J’ai eu un parcours assez classique jusqu’à mes 26 ans. Avant même d’avoir été diplômée d’une haute école de commerce, j’ai décroché un contrat en CDI en consultance en risk management pour le secteur bancaire. Autant dire que tout s’annonçait pour le mieux.

Comment s’est passée ton entrée dans la vie active ?

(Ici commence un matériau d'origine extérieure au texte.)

PR #901, opened 2023-12-13
skip testing on 1.8

KristofferC:
This package already takes a very long time testing and testing 1.8 feels excessive since it is neither the LTS nor the latest version.


KristofferC:
Isn't 1.6 testing that?

PR #915, opened 2024-01-11
Fix git-tree-sha1 in Artifacts.toml

nhz2:
This can be fixed now. I think thanks to https://github.com/JuliaLang/Pkg.jl/pull/3349


KristofferC:
Thanks!

PR #919, opened 2024-01-19
fix lurking bug in `_collect_artifacts`

sjkelly:
`HostPlatform` was not fully qualified in the kwarg, though
this bug was never hit because the kwarg default is never used.


sloede (approved):
Thanks for the catch!

PR #922, opened 2024-02-01
Bump codecov/codecov-action from 3 to 4 + pass CODECOV_TOKEN

sloede:
Supersedes #921.

TODO:
- [x] Repo admins: please verify that an appropriate codecov token is set as the repository secret named `CODECOV_TOKEN` before merging.

### DIFF
--- a/.github/workflows/ci.yml
+++ b/.github/workflows/ci.yml
@@ -59,9 +59,11 @@ jobs:
         with:
           coverage: ${{ matrix.coverage }}
       - uses: julia-actions/julia-processcoverage@latest
-      - uses: codecov/codecov-action@v3
+      - uses: codecov/codecov-action@v4
         with:
           file: lcov.info
+        env:
+          CODECOV_TOKEN: ${{ secrets.CODECOV_TOKEN }}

Début octobre 2013, je débute « ma carrière » et c’est vite la douche froide. J’ai travaillé dans un Big 4 comme on dit (ndlr : Deloitte, PW, EY et KPMG), très hiérarchique, très schématisé et surtout… vide de sens. S’en suivront 2,5 ans où j’ai enchainé les projets, des plus nuls aux plus intéressants (il faut quand même reconnaitre le positif). Mais toujours cette question en filigrane : qu’est-ce que je fais là ? Et comme ce genre de boite engage 20 à 30 jeunes par an (chaque année une nouvelle « promotion »), il était probable qu’on était beaucoup à penser pareil.

En 2014, notre service signe un très gros projet qui garantit du travail à une centaine de personnes pendant 1,5 ans. Pas de bol, le projet est excessivement nul. Certains postes sont presque réduits à de l’encodage. Autant dire qu’avec nos 5 ans d’études, on était tous bien trop qualifiés. Je pense qu’on a été plusieurs, à ce moment-là, à friser la dépression.

Finalement, fin 2015, je décide de partir au Chili avec mon compagnon. Encore loin de m’imaginer entrepreneure, j’arrive à négocier un contrat dans la même entreprise de l’autre côté de l’Atlantique, grâce à l’appui de l’Associé de mon service.

Comment s’est passée cette transition au Chili ?

Contre toutes attentes, j’ai découvert le métier de consultant en m’expatriant au Chili. Je me suis aussi rendu compte à quel point les « soft skills » étaient peu développées en Europe. Je me suis retrouvée avec une équipe qui avait beaucoup plus de compétences que moi pour gérer des réunions, faire face à des objections, négocier, brainstormer… J’ai apprécié le travail en équipe, le vrai, où chacun s’entraide et se complémente. Le contenu du job en lui-même me plaisait aussi, car c’était beaucoup plus stimulant, et demandait des vraies analyses, réflexions de fond, etc.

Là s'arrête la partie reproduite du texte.